CI in Laboratory Practice
CI are widely used in laboratory studies, even if not explicitly recognized by practitioners. They help us make decisions regarding the reliability and equivalence of methods, reagents, and processes. In this section, we’ll explore how CIs are applied in two common laboratory scenarios: Method Comparison and Lot-to-Lot Verification (LTLV) studies.
Method Comparison Study
In a Method Comparison Study, the goal is to evaluate whether two analytical methods, Method A and Method B, produce comparable results. To do this, we often derive a regression equation that links the results of the two methods. The equation takes the form:
Method B = slope × Method A + bias
Slope Distribution and Proportionality
The slope in this regression equation tells us whether the two methods are proportional — whether they give similar results across the range of measurements.
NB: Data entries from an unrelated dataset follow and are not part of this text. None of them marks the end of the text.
PR #1314, opened 2023-06-13
Fix Race condition in object store with nats context

### LINKED ISSUE #1313: Object Store Get with a nats.Context causes a race condition
## Defect

* `nats.go` version = `v1.27.0`
mac
Perform a `Get` on an `ObjectStore` while providing the `nats.Context` as a `GetObjectOpt` causes a race condition.

If we modify the `TestObjectBasics` test to add a `nats.Context(context.Background()` as an option to the seciont that gets the object back (line 95), the test will have a race condition.

```
func TestObjectBasics(t *testing.T) {
.
.
.
	// Now get the object back.
	result, err := obs.Get("BLOB", nats.Context(context.Background()))
	expectOk(t, err)
	expectOk(t, result.Error())
	defer result.Close()
.
.
.
```

#### Expected result:
The test to pass without any race conditions.

#### Actual result:
The test will pass when running without the `-race` flag, but as soon as we add the `-race` flag, then the test fails due to the race condition.

anthonyjacques20:
The `err` variable can be accessed in separate `goroutines` and that causes a race condition. This is demonstrated in the `object_test` file.

It doesn't look like the `err` in the `processChunk` function needs to be the same error used elsewhere in the `Get` method. By creating an `err` variable in the `processChunk` function, there is no race condition anymore.

Close #1313

### DIFF
--- a/object.go
+++ b/object.go
@@ -622,6 +622,7 @@ func (obs *obs) Get(name string, opts ...GetObjectOpt) (ObjectResult, error) {
 	result.digest = sha256.New()
 
 	processChunk := func(m *Msg) {
+		var err error
 		if ctx != nil {
 			select {
 			case <-ctx.Done():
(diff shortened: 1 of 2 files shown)


wallyqs (approved):
LGTM, thanks for the fix 👍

- If the 95% CI of the slope distribution contains the value 1, we conclude that Method A and Method B are proportional. In other words, they behave similarly across the measured range, with no proportional bias
- If the CI of the slope does not include 1, we infer that the two methods are not proportionally comparable, and further investigation or calibration is needed
Bias Distribution and Systematic Difference
Next, we examine the bias (or intercept) in the regression equation, which represents any systematic difference between the two methods.
- If the 95% CI of the bias distribution contains the value 0, we conclude that there is no systematic difference between Method A and Method B
- However, if the CI does not include 0, it indicates that there is a significant systematic bias between the two methods, meaning that one method consistently over- or underestimates relative to the other
Lot-to-Lot Verification Study
Another common use of CIs in the lab is in LTLV study, where we compare the performance of a new reagent lot to an existing (old) lot. In LTLV, we test the same set of specimens using both reagent lots and compare the resulting distributions.
Comparing Distributions of Two Lots
We can visualize the results of testing with the old and new reagent lots by plotting their respective distributions using KDE plots. The key here is to examine the overlap of the CIs for the two distributions.
- If the 95% CIs of the two distributions overlap, we conclude that there is no significant difference between the old and new lots, and the LTLV passes. This means the new reagent lot performs equivalently to the old one, and it can be accepted for use
- On the other hand, if the CIs do not overlap, we conclude that the new lot is significantly different, and the LTLV fails. In this case, the new lot is rejected, and further validation or troubleshooting is required
Closing Thoughts
Understanding the overarching concepts in biostatistics, rather than memorizing formulas, is essential for applying these principles in a laboratory setting. With practice, laboratory professionals can build intuition and proficiency, allowing for more accurate interpretation of data and improved decision-making.